Look below for the line containing "- Shared model selection logic: 73"; from there through the line containing "- [x] Production", both lines included, please set down each line exactly and nothing else.

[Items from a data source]
========================

PR #332, opened 2023-06-27
fix: error IL3000

kofrdx:
I have checked through the babylon-gateway release workflow and could not get the build to work. Now I am very bad when it comes to dotnet. Therefor I was hoping for your opinion on this error and fix.

This command:
```
dotnet publish --runtime linux-x64 --self-contained false -p:PublishSingleFile=true -p:PublishReadyToRun=true -p:DebugType=None -p:DebugSymbols=false "apps/DataAggregator/DataAggregator.csproj" -c Release -o /tmp/app/dataaggregator
```
Fails with this error message:
```
/Users/kim.fehrs/projects/rdx/radixdlt-org/babylon-gateway/src/RadixDlt.NetworkGateway.PostgresIntegration/Services/LedgerStateQuerier.cs(244,61): error IL3000: 'System.Reflection.Assembly.Location' always returns an empty string for assemblies embedded in a single-file app. If the path to the app directory is needed, consider calling 'System.AppContext.BaseDirectory'. [/Users/kim.fehrs/projects/rdx/radixdlt-org/babylon-gateway/src/RadixDlt.NetworkGateway.PostgresIntegration/RadixDlt.NetworkGateway.PostgresIntegration.csproj]
```
Which is found [here](https://github.com/radixdlt/babylon-gateway/blob/91fba72f87567a052302955f91cfcc045ca9bb44/src/RadixDlt.NetworkGateway.PostgresIntegration/Services/LedgerStateQuerier.cs#L244).

The search result for the error gave me [this](https://learn.microsoft.com/en-us/dotnet/core/deploying/single-file/warnings/il3000)

And the line would look like this after the proposed fix:

```
var productVersion = FileVersionInfo.GetVersionInfo(AppContext.BaseDirectory).ProductVersion; 
```

Afterward it works for single-file builds with

```
dotnet publish --runtime linux-x64 --self-contained false -p:PublishSingleFile=true -p:PublishReadyToRun=true -p:DebugType=None -p:DebugSymbols=false "apps/DataAggregator/DataAggregator.csproj" -c Release -o /tmp/app/dataaggregator
```

### DIFF
--- a/.github/workflows/releases.yml
+++ b/.github/workflows/releases.yml
@@ -20,11 +20,11 @@ jobs:
       - name: Build linux binaries
         run: |
           cd apps/DataAggregator
-          dotnet publish --runtime linux-x64 --configuration Release --self-contained false -p:PublishSingleFile=true -p:PublishReadyToRun=true -p:DebugType=None -p:DebugSymbols=false --output ./output
+          dotnet publish --runtime linux-x64 --configuration Release --self-contained false -p:PublishReadyToRun=true -p:DebugType=None -p:DebugSymbols=false --output ./output
           cd ../DatabaseMigrations
-          dotnet publish --runtime linux-x64 --configuration Release --self-contained false -p:PublishSingleFile=true -p:PublishReadyToRun=true -p:DebugType=None -p:DebugSymbols=false --output ./output
+          dotnet publish --runtime linux-x64 --configuration Release --self-contained false -p:PublishReadyToRun=true -p:DebugType=None -p:DebugSymbols=false --output ./output
           cd ../GatewayApi
-          dotnet publish --runtime linux-x64 --configuration Release --self-contained false -p:PublishSingleFile=true -p:PublishReadyToRun=true -p:DebugType=None -p:DebugSymbols=false --output ./output
+          dotnet publish --runtime linux-x64 --configuration Release --self-contained false -p:PublishReadyToRun=true -p:DebugType=None -p:DebugSymbols=false --output ./output
           cd ../..
           zip -r data-aggregator.zip apps/DataAggregator/output/
           zip -r database-migrations.zip apps/DatabaseMigrations/output/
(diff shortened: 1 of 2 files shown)


KrzysztofLabus-RDX:
Actually I think we should ditch the idea of `-p:PublishSingleFile=true` as there's no good reason or benefits to actually use it. What's more it could lead to some undesired behaviors as one you've found.

kofrdx:
@KrzysztofLabus-RDX 
Who do we need for that decission?  Because that would affect gateway operators in the way they do installations/updates right?

KrzysztofLabus-RDX:
@kofrdx It does not really changes much and it should not even have any impact on further "run/installation" commands. It should be perfectly fine to just remove this argument. What it does is that it combines all DLL files into one, i.e.:

```
-rwxr--r--  1 krzysztof.labus  staff    67960 Sep 13  2019 Microsoft.Extensions.DependencyModel.dll
-rwxr--r--  1 krzysztof.labus  staff   169096 Aug 20  2022 Microsoft.Extensions.Identity.Core.dll
-rwxr--r--  1 krzysztof.labus  staff    42120 Aug 20  2022 Microsoft.Extensions.Identity.Stores.dll
-rwxr--r--  1 krzysztof.labus  staff    62824 Mar 30  2021 Microsoft.IdentityModel.JsonWebTokens.dll
-rwxr--r--  1 krzysztof.labus  staff    24936 Mar 30  2021 Microsoft.IdentityModel.Logging.dll
-rwxr--r--  1 krzysztof.labus  staff   108920 Mar 30  2021 Microsoft.IdentityModel.Protocols.OpenIdConnect.dll
-rwxr--r--  1 krzysztof.labus  staff    32632 Mar 30  2021 Microsoft.IdentityModel.Protocols.dll
-rwxr--r--  1 krzysztof.labus  staff   889216 Mar 30  2021 Microsoft.IdentityModel.Tokens.dll
-rwxr--r--  1 krzysztof.labus  staff   531968 Sep 16  2022 Npgsql.EntityFrameworkCore.PostgreSQL.dll
....
-rwxr--r--  1 krzysztof.labus  staff   531968 Sep 16  2022 DataAggreggator
```

gets reduced to a single
```
-rwxr--r--  1 krzysztof.labus  staff   531968 Sep 16  2022 DataAggreggator
```

which is like a self-extracting ZIP file containing all of those DLLs and binaries

kofrdx:
@KrzysztofLabus-RDX 
I updated the PR to that solution. Sounds like the most stable way.

KrzysztofLabus-RDX (approved):

PR #336, opened 2023-07-03
added validator uptime.

PawelPawelec-RDX:


src/RadixDlt.NetworkGateway.GatewayApi/gateway-api-schema.yaml
```diff
@@ -2033,6 +2045,16 @@ components:
               description: This cursor allows forward pagination, by providing the cursor from the previous request.
               type: string
               nullable: true
+            uptime_range:
```
KrzysztofLabus-RDX, line 2048: /How about `D90`, `D30`, ..., `H12`? Identifiers (enum values) cannot start with digit on any sane platform so this would result in cleaner code.

src/RadixDlt.NetworkGateway.PostgresIntegration/LedgerExtension/PostgresLedgerExtenderService.cs
```diff
@@ -947,13 +965,47 @@ private async Task<ExtendLedgerReport> ProcessTransactions(ReadWriteDbContext db
...
                             continue;
                         }
 
                         var eventEmitterEntity = referencedEntities.Get((EntityAddress)methodEventEmitter.Entity.EntityAddress);
 
+                        if (methodEventEmitter.Entity.EntityType == CoreModel.EntityType.GlobalValidator)
+                        {
+                            if (@event.Type.LocalTypeIndex.Index == eventTypeIdentifiers.GlobalValidator.ValidatorEmissionApplied)
+                            {
+                                var data = (JObject)@event.Data.ProgrammaticJson;
```
KrzysztofLabus-RDX, line 980: BTW maybe we should decompile SBOR using RET.NET into something easier to ingest? Guess we might even need to define those event schemas... it's impossible to rely on `data[fields][4]` for anything long term. 

Ah... actually those events and their schema should already be available in package definition but until we get this "programmatic json with property names" we're doomed. Let's keep it this way... maybe just annotate it with TODO?

src/RadixDlt.NetworkGateway.PostgresIntegration/LedgerExtension/WriteHelper.cs
```diff
@@ -440,6 +440,33 @@ public async Task<int> CopyValidatorActiveSetHistory(ICollection<ValidatorActive
...
+
+        foreach (var e in entries)
+        {
+            await writer.StartRowAsync(token);
+            await writer.WriteAsync(e.Id, NpgsqlDbType.Bigint, token);
+            await writer.WriteAsync(e.ValidatorEntityId, NpgsqlDbType.Bigint, token);
+            await writer.WriteAsync(e.FromStateVersion, NpgsqlDbType.Bigint, token);
+            await writer.WriteAsync(e.EpochNumber, NpgsqlDbType.Bigint, token);
+            await writer.WriteAsync(e.EpochStart, NpgsqlDbType.TimestampTz, token);
+            await writer.WriteAsync(e.EpochEnd, NpgsqlDbType.TimestampTz, token);
```
KrzysztofLabus-RDX, line 460: Open question: maybe we should introduce new table `epoch` with `epoch_number, epoch_start_date, epoch_end_date, validators, ...`?

src/RadixDlt.NetworkGateway.PostgresIntegration/Services/EntityStateQuerier.cs
```diff
@@ -612,8 +626,27 @@ LIMIT 1
 
         var cd = new CommandDefinition(
             commandText: @"
-WITH variables (validator_entity_id) AS (SELECT UNNEST(@validatorIds))
-SELECT e.id AS ValidatorId, CAST(evh.balance AS text) AS Balance, esh.state AS State, evh.from_state_version AS BalanceLastUpdatedAtStateVersion, esh.from_state_version AS StateLastUpdatedAtStateVersion
+WITH
+variables (validator_entity_id) AS (SELECT UNNEST(@validatorIds)),
+validator_uptime_aggregated (validator_entity_id, proposals_made, proposals_missed, epochs_active_in) AS (
```
KrzysztofLabus-RDX, line 631: Open question: use `SUM(...) AS proposals_made_sum` to improve readability?

KrzysztofLabus-RDX (changes requested):

src/RadixDlt.NetworkGateway.PostgresIntegration/LedgerExtension/WriteHelper.cs
PawelPawelec-RDX: hmm we could but i'm not sure if it is not better to have denormalized read model here. Are we using that in any other place?

PR #344, opened 2023-07-13
Use unambiguous metadata value type definitions in OAS

KrzysztofLabus-RDX:


dhedey (approved):
Nice, very carefully done. Although looks like something is broken in `tests/RadixDlt.NetworkGateway.UnitTests/PostgresIntegration/ScryptoSborUtilsTests.cs`

PR #345, opened 2023-07-13
Merge birch updates

dawidsowardx:


sdk/typescript/lib/constants.ts
```diff
@@ -2,3 +2,8 @@
  * Maximum number of addresses that can be queried at once when using /state/entity/details endpoint
  */
 export const MAX_ADDRESSES_COUNT = 20
+
+/**
+ * Maximum number of NFT IDs that can be queried at once when using /state/non-fungible/data endpoint
+ */
+export const MAX_NFT_IDS_COUNT = 29
```
KrzysztofLabus-RDX, line 9: Those should not be constants, they could be defined as default values at most. NG is configurable when it comes to these.

KrzysztofLabus-RDX (approved):

PR #347, opened 2023-07-14
validators uptime

PawelPawelec-RDX:


src/RadixDlt.NetworkGateway.GatewayApi/gateway-api-schema.yaml
```diff
@@ -555,6 +555,28 @@ paths:
         "4XX":
           $ref: "#/components/responses/ErrorResponse"
 
+  /state/validators/uptime:
```
KrzysztofLabus-RDX, line 558: I think validator update should not be part of `state/*` endpoint group as it has nothing to do with the ledger state? @dhedey ?

src/RadixDlt.NetworkGateway.GatewayApi/gateway-api-schema.yaml
```diff
@@ -1133,6 +1155,37 @@ components:
         - Native
         - ScryptoV1
 
+    ValidatorUptimeCollection:
```
KrzysztofLabus-RDX, line 1158: I'd say validator update endpoint should accept a collection of validator addresses we're interested in. No need for pagination.

src/RadixDlt.NetworkGateway.PostgresIntegration/CommonDbContext.cs
```diff
@@ -131,7 +131,7 @@ internal abstract class CommonDbContext : DbContext
 
     public DbSet<PackageBlueprintHistory> PackageBlueprintHistory => Set<PackageBlueprintHistory>();
 
-    public DbSet<ComponentSchema> ComponentSchema => Set<ComponentSchema>();
+    public DbSet<ValidatorUptime> ValidatorsUptime => Set<ValidatorUptime>();
```
KrzysztofLabus-RDX, line 134: Naming: this table does not store validator uptime; it stores some statistics generated at the end of the epoch; we compute uptime based on those "generic" stats, am I right? 

Sounds like some "validator epoch statistics history" to me?

KrzysztofLabus-RDX (changes requested):

src/RadixDlt.NetworkGateway.PostgresIntegration/CommonDbContext.cs
PawelPawelec-RDX: hmm ok, I think we better rename it to ValidatorEmissions, that's how engine calls that.

src/RadixDlt.NetworkGateway.PostgresIntegration/Services/EntityStateQuerier.cs
```diff
@@ -755,6 +757,66 @@ LIMIT 1
         return new GatewayModel.StateValidatorsListResponse(ledgerState, new GatewayModel.ValidatorCollection(null, null, nextCursor, items));
     }
 
+    public async Task<GatewayModel.StateValidatorsUptimeResponse> StateValidatorsUptime(GatewayModel.StateValidatorsUptimeCursor? cursor, GatewayModel.LedgerState ledgerState,
+        GatewayModel.LedgerState? fromLedgerState, CancellationToken token = default)
+    {
+        var validatorsPageSize = _endpointConfiguration.Value.ValidatorsPageSize;
```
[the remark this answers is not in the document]
PawelPawelec-RDX: hmm we do exactly same approach in almost all other methods here. To be honest i'm not sure what responsibility EntityStateQuerier has and hasn't.

src/RadixDlt.NetworkGateway.GatewayApi/gateway-api-schema.yaml
PawelPawelec-RDX: hmm are you sure about that requirement?

PawelPawelec-RDX: that would mean, we need to get these addresses first, also passing 100 or more addresses doesn't sound reasonable

src/RadixDlt.NetworkGateway.GatewayApi/gateway-api-schema.yaml
dhedey: So long as it takes a state version and is deterministic against that state version, I'm happy with it being in state.

But also happy with it being in a different place, eg `/aggregate/` or `/statistics/` or `/data/` or something.

src/RadixDlt.NetworkGateway.GatewayApi/gateway-api-schema.yaml
dhedey: The requirement is that it is easy (read - not too many queries) to get validator information and uptime for all validators (including non-active validators).

If there's a strong desire not to have it on the validator models, then we should at least make sure we can clearly explain how the validators page on the dashboard is intended to retrieve this information.

Accepting a (possibly large-ish) collection of validator addresses and letting the front end join the two queries up is reasonable, as it would also allow this endpoint to be used for a single or small number of validators.

KrzysztofLabus-RDX (approved):

PR #353, opened 2023-07-19
Include module in access rules

PawelPawelec-RDX:


src/RadixDlt.NetworkGateway.PostgresIntegration/LedgerExtension/PostgresLedgerExtenderService.cs
```diff
@@ -1393,13 +1393,14 @@ private async Task<ExtendLedgerReport> ProcessTransactions(ReadWriteDbContext db
 
                 foreach (var entry in accessRuleChange.Entries)
                 {
-                    var entryLookup = new AccessRuleEntryLookup(lookup.EntityId, entry.Key.RoleKey);
+                    var entryLookup = new AccessRuleEntryLookup(lookup.EntityId, entry.Key.RoleKey, entry.Key.ObjectModuleId.ToString());
```
KrzysztofLabus-RDX, line 1396: `ObjectModuleId` is an enum and we should map it as such in our database.

PawelPawelec-RDX: addressed

PR #390, opened 2023-08-04
return effective role assignments for native modules and resource ent…

PawelPawelec-RDX:
…ities.


src/RadixDlt.NetworkGateway.PostgresIntegration/Services/RoleAssignmentsMapper.cs
```diff
@@ -0,0 +1,151 @@
...
+
+    public RoleAssignmentsMapper(IRoleAssignmentsKeyProvider roleAssignmentsKeyProvider)
+    {
+        _roleAssignmentsKeyProvider = roleAssignmentsKeyProvider;
+    }
+
+    public Dictionary<long, GatewayModel.ComponentEntityRoleAssignments> GetEffectiveRoleAssignments(
+        ICollection<Entity> componentEntities, ICollection<EntityRoleAssignmentsOwnerRoleHistory> ownerRoles, ICollection<EntityRoleAssignmentsEntryHistory> roleAssignments)
+    {
+        var fungibleResourceAccessRuleKeys = _roleAssignmentsKeyProvider.GetFungibleResourceKeys();
```
dhedey, line 95: Minor, but I'd suggest moving the fungible / nonFungible resource key creation into the relevant if block, for a slight performance improvement to avoid some allocations in the 90% case where it's not needed.

dhedey (approved):
Looks great! A few minor thoughts, all optional.

src/RadixDlt.NetworkGateway.PostgresIntegration/Services/RoleAssignmentsMapper.cs
PawelPawelec-RDX: I'm not sure about that, that method maps multiple entities, so we'll call that method potentially 30x times if all entities will be fungible resources. It's not a big deal for now since it's all stored in memory and read once, will need rework anyway once we start reading keys from blueprint definition.

PR #292, opened 2026-07-02
Preserve archived profile stats after thread purge

Emanuele-web04:
## Summary
- Add a profile-stats archive so purged threads can be hard-deleted without losing lifetime metrics.
- Update profile stats queries to merge live projection data with archived rows for prompts, tokens, turns, skills, and most-worked project rankings.
- Add startup cleanup logic for old soft-deleted threads and migration support for the new archive tables.
- Expand coverage for archive/purge flows, retention-hidden threads, and deleted-project behavior.

## Testing
- Not run (PR content only).
- Covered by new tests in `apps/server/src/profileStatsArchive.test.ts` and updates to `apps/server/src/profileStats.test.ts`.
- Added migration coverage through `apps/server/src/persistence/Migrations/050_ProfileStatsArchive.ts`.

PR #301, opened 2026-07-04
Fix Git writing model picker for OpenCode and Kilo discovery

### LINKED ISSUE #289: [Bug]: OpenCode only shows GPT-5 when choosing Git writing model
### Before submitting

### Area

apps/web

### Steps to reproduce

Image

### Expected behavior

it should actually load the models available in opencode

### Actual behavior

it seems to just load the placeholder GPT-5 model

### Impact

Minor bug or occasional failure

### Version or commit

_No response_

### Environment

_No response_

### Logs or stack traces

```shell

```

_No response_

### Workaround

_No response_

kartikkabadi:
## Summary
- Wire runtime-discovered OpenCode and Kilo models into the Settings → Models **Git writing model** dropdown (same discovery path the composer already uses).
- Pass the selected git-writing `textGenerationModelSelection` through git actions so commit/PR generation routes to OpenCode/Kilo instead of misrouting via slug heuristics and surfacing **Action failed**.
- Fix CI blockers: `exactOptionalPropertyTypes` on git text-generation params, diff-summary React Query cache keys for model selection, and value import for `DEFAULT_GIT_TEXT_GENERATION_MODEL`.

## Context
Fixes #289. The reporter confirmed composer model discovery works; only the Git writing picker was stale. Their follow-up showed the custom-slug workaround still failed because git actions did not carry provider selection.

## Test plan
- [x] Open Settings → Models on a machine with OpenCode configured; wait a moment and confirm the Git writing model dropdown lists live OpenCode models (not just `OpenAI GPT-5`).
- [x] Select an OpenCode git-writing model and run Commit (with AI message) — should succeed instead of **Action failed**.
- [x] Repeat with a Kilo git-writing model.
- [x] `bun run fmt:check`, `bun run typecheck`, and targeted vitest on `apps/web/src/appSettings.test.ts`, `packages/contracts/src/git.test.ts`, `apps/server/src/git/Layers/ProviderTextGeneration.test.ts`, `apps/server/src/git/Layers/GitManager.test.ts`

## Status
Rebased on latest `upstream/main` (includes #297, #298, #292). Single squashed commit; CI pending.

## Demo
Demo recording:

https://github.com/user-attachments/assets/3d4abe70-f3ca-4918-9f89-b1862dfdf14d

### DIFF
--- a/apps/server/src/git/Layers/GitManager.ts
+++ b/apps/server/src/git/Layers/GitManager.ts
@@ -6,6 +6,7 @@ import type {
   GitActionProgressEvent,
   GitActionProgressPhase,
   GitStackedAction,
+  ModelSelection,
   ProviderStartOptions,
 } from "@t3tools/contracts";
 import {
@@ -25,6 +26,7 @@ import {
 import { GitCore } from "../Services/GitCore.ts";
 import { GitHubCli, type GitHubPullRequestSummary } from "../Services/GitHubCli.ts";
 import { TextGeneration } from "../Services/TextGeneration.ts";
+import { buildGitTextGenerationCallInput } from "../textGenerationSelection.ts";
 import { ServerConfig } from "../../config.ts";
 
 const COMMIT_TIMEOUT_MS = 10 * 60_000;
@@ -73,6 +75,13 @@ interface BranchHeadContext {
   headRepositoryNameWithOwner: string | null;
   headRepositoryOwnerLogin: string | null;
   isCrossRepository: boolean;
+}
+
+interface GitTextGenerationParams {
+  textGenerationModel?: string | undefined;
+  textGenerationModelSelection?: ModelSelection | undefined;
+  codexHomePath?: string | undefined;
+  providerOptions?: ProviderStartOptions | undefined;
 }
 
 interface FailedLocalHandoffRecovery {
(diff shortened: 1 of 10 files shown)


Emanuele-web04:
@kartikkabadi I did a code-wise pass on this PR. The core fix direction looks right: the picker now uses discovered Codex/Kilo/OpenCode model options, and git actions carry a provider-aware `textGenerationModelSelection` through to the server, so the OpenCode/Kilo routing issue should be addressed.

A few things need fixing before this is merge-ready:

- **Blocking:** `apps/web/src/components/GitActionsControl.tsx:6` imports `DEFAULT_GIT_TEXT_GENERATION_MODEL` via `import type`, but it is used as a runtime value at `apps/web/src/components/GitActionsControl.tsx:323`. This should be a normal value import, otherwise typecheck/build can fail and the runtime default path can break.
- **Blocking:** latest head `20c6daebd` has failing CI. The combined CI job stops at `bun run fmt:check`, reporting formatting issues in `apps/server/src/git/Layers/GitManager.ts`, so lint/typecheck/tests/build did not get a chance to run.
- **Small / latent:** `apps/web/src/lib/gitReactQuery.ts` now sends `textGenerationModelSelection` to `summarizeDiff`, but the React Query key still ignores that selection. Since diff summaries are cached indefinitely, summaries can be reused across provider/model changes if this helper is used.

So: functionally this appears to be the right fix, but it needs the import fix, formatting fix, and ideally the cache-key guard before approval.

PR #314, opened 2026-07-08
Fix git status timeout outside repositories

Zker67:
## Summary
- Add a fast `git rev-parse --is-inside-work-tree` precheck before `statusDetails()` refreshes upstream state.
- Return the existing non-repository status immediately for non-repo cwd values, such as the Windows desktop default `C:\Users\Windows`.
- Treat only Git's expected exit-128 "not a git repository" result as a non-repository directory.
- Preserve missing-directory fallback behavior while propagating timeouts, dubious ownership, permission errors, and other unexpected Git failures as `GitCommandError`.
- Cover command ordering and error classification with regression tests.

## Why
On Windows desktop startup, Synara can ask for git status from a cwd that is not a repository. `statusDetails()` previously tried to resolve or refresh upstream state before determining that the cwd was not a repo, which could leave the UI stuck waiting on git status work that should have been skipped.

The precheck must remain narrow: unexpected Git failures inside real repositories must not be misreported as "not a repository."

## Validation
- Focused repository-precheck regressions: 4 passed.
- Full `apps/server/src/git/Layers/GitCore.test.ts`: 82 passed.
- `bun run --cwd apps/server typecheck`: passed.
- Affected-file `oxfmt`: passed.
- `git diff --check`: passed.
- Final diff against the PR base: 2 files (`GitCore.ts` and `GitCore.test.ts`).

### DIFF
--- a/apps/server/src/git/Layers/GitCore.test.ts
+++ b/apps/server/src/git/Layers/GitCore.test.ts
@@ -1507,6 +1507,30 @@ it.layer(TestLayer)("git integration", (it) => {
       }),
     );
 
+    it.effect("does not resolve upstream before rejecting non-repository directories", () =>
+      Effect.gen(function* () {
+        const operations: string[] = [];
+        const core = yield* makeIsolatedGitCore((input) =>
+          Effect.sync(() => {
+            operations.push(input.operation);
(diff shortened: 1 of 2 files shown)


Emanuele-web04:
@codex-bot Please review the latest head `a62277901c961e7559c263b336d705ec241473b2`.

PR #316, opened 2026-07-09
Fix runaway Claude usage: per-thread 1M window, compaction, fallback pinning, fewer restarts

Emanuele-web04:
## What Changed

This PR fixes several independent ways Claude sessions could consume far more subscription usage in Synara than in Claude Code CLI:

1. **The 1M context window is per-thread, never sticky.** Claude `contextWindow` is stripped from sticky composer state on write and from previously persisted sticky defaults on hydration. Choosing 1M once no longer silently enables it for every future thread.
2. **Compaction and usage warnings are explicit.** Claude SDK sessions always enable auto-compaction. A thread that starts on 1M now warns immediately that its compaction threshold is much larger, and prompts above 200k warn using plan-neutral usage language.
3. **Safeguard fallbacks stay on the effective model.** Real SDK `model_refusal_fallback` messages use snake_case fields; the adapter now decodes that wire shape, preserves the first refused model across repeated notifications, reports the actual serving model, and applies context-window changes to the fallback rather than flipping back.
4. **Fallback routing survives recovery.** The refused/effective model pair is stored in the Claude resume cursor, persisted immediately on `model.rerouted`, and restored across effort changes, idle runtime stops, app restarts, and other resume paths.
5. **Session replacement cannot orphan the old Claude runtime.** A replacement query is created first, then installed under a per-thread lifecycle lock after the previous query is closed. Failed replacement spawns leave the current session alive, and stale cleanup cannot delete a newer session.
6. **Claude restarts are limited to settings fixed at process spawn.** Model and context-window changes use in-session `setModel`; effort, thinking, fast mode, and ultracode still restart. The reactor tracks the selection actually applied to the live subprocess, including directly imported sessions and settings changed during an active turn.

Existing threads that intentionally or accidentally already use 1M keep their per-thread selection, but now receive an immediate warning telling the user how to switch that thread back to 200k. This avoids silently overriding intentional 1M choices while making inherited high-usage state visible.

## Why

Users reported simple Claude turns consuming 8–25% of their rolling usage window. Local session metadata showed Synara SDK prompts reaching roughly 300k–630k tokens without compaction, while Claude Code CLI sessions were much less likely to reach those sizes. A Fable refusal could also make the same large context pass through Fable and its Opus fallback in one turn, then repeat on later turns.

The dominant general cause was a one-off 1M choice leaking into future threads through sticky state. Fallback bouncing, unnecessary restarts, and unsafe same-thread replacement could further amplify usage or leave work running in an unreachable runtime.

## Verification

Focused verification on the latest head passes **359 tests**:

- Claude adapter, provider service, and command reactor: 175
- Shared model selection logic: 73
- Composer draft store: 89
- Traits picker browser suite: 22

Coverage includes the real snake_case fallback event, repeated fallbacks, fallback resume/restart, failed and successful same-thread replacement, actual-model turn reporting, pinned context changes, immediate 1M warnings, direct-start selection changes, mid-turn spawn-profile changes, sticky sanitization, and restart narrowing.

## Checklist

- [x] The runaway-usage causes are documented
- [x] Existing intentional per-thread 1M choices are preserved and warned
- [x] Production wire shapes and session lifecycle paths have regression coverage
- [x] Focused server, shared, web, and browser tests pass

---

> [!NOTE]
> **High Risk**
> Touches Claude session lifecycle, resume cursors, restart heuristics, and model fallback pinning—core paths that affect token usage, recovery after app restart, and which model actually serves a turn.
> 
> **Overview**
> Addresses runaway Claude subscription usage by changing how model selection, sessions, and composer defaults interact.
> 
> **Composer / sticky state:** Claude `contextWindow` is no longer written to sticky defaults (including hydration of old persisted state), so a one-off 1M choice stays on that thread only.
> 
> **Provider command reactor:** Tracks the selection actually applied to the live subprocess (`threadSessionModelSelections`), seeds from projection and `thread.created`, and uses shared `claudeSelectionRequiresRestart` so only spawn-fixed options (effort, thinking, fast mode, ultracode) restart Claude—not model or context-window changes (those use in-session `setModel`). Mid-turn metadata updates defer restart until the turn ends.
> 
> **Claude adapter:** Always enables SDK auto-compaction; warns on 1M thread start and when per-request prompt size crosses usage thresholds. Handles `model_refusal_fallback` SDK messages, emits `model.rerouted`, pins the session to the fallback model (with context applied on the fallback), persists the pair in the resume cursor, and restores it on resume. Session replacement is serialized with a per-thread lock, spawns the new query before retiring the old one, and cleans up failed installs without dropping a working session. Skips redundant `setModel` when unchanged.
> 
> **Provider service / ingestion:** Persists resume cursor immediately on `model.rerouted`; surfaces reroutes in the activity timeline.
> 
> **Shared:** New `claudeSelectionRequiresRestart` and moved `getEffectiveClaudeCodeEffort` for consistent restart rules.
> 
> **Version bump:** `0.4.1` → `0.4.2` in lockfile for affected packages.
> 
> <sup>Reviewed by [Cursor Bugbot](https://cursor.com/bugbot) for commit 419daf984fb275439b3cc7282538587bc5698231. Bugbot is set up for automated code reviews on this repo. Configure [here](https://www.cursor.com/dashboard/bugbot).</sup>

### DIFF
--- a/apps/server/src/orchestration/Layers/ProviderCommandReactor.test.ts
+++ b/apps/server/src/orchestration/Layers/ProviderCommandReactor.test.ts
@@ -2337,6 +2337,12 @@ describe("ProviderCommandReactor", () => {
 
     await waitFor(() => harness.startSession.mock.calls.length === 1);
     await waitFor(() => harness.sendTurn.mock.calls.length === 1);
+    expect(harness.sendTurn.mock.calls[0]?.[0]).toMatchObject({
+      modelSelection: {
+        provider: "claudeAgent",
+        model: "claude-opus-4-7",
+      },
+    });
     harness.startSession.mockClear();
 
     // Context-window changes switch in-session via setModel on the next turn.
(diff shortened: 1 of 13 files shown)


Emanuele-web04:
@cursor review

Emanuele-web04:
@cursor review

Emanuele-web04:
@cursor review

Emanuele-web04:
@cursor review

========================

### Answer for the task
- Shared model selection logic: 73
- Composer draft store: 89
- Traits picker browser suite: 22

Coverage includes the real snake_case fallback event, repeated fallbacks, fallback resume/restart, failed and successful same-thread replacement, actual-model turn reporting, pinned context changes, immediate 1M warnings, direct-start selection changes, mid-turn spawn-profile changes, sticky sanitization, and restart narrowing.

## Checklist

- [x] The runaway-usage causes are documented
- [x] Existing intentional per-thread 1M choices are preserved and warned
- [x] Production wire shapes and session lifecycle paths have regression coverage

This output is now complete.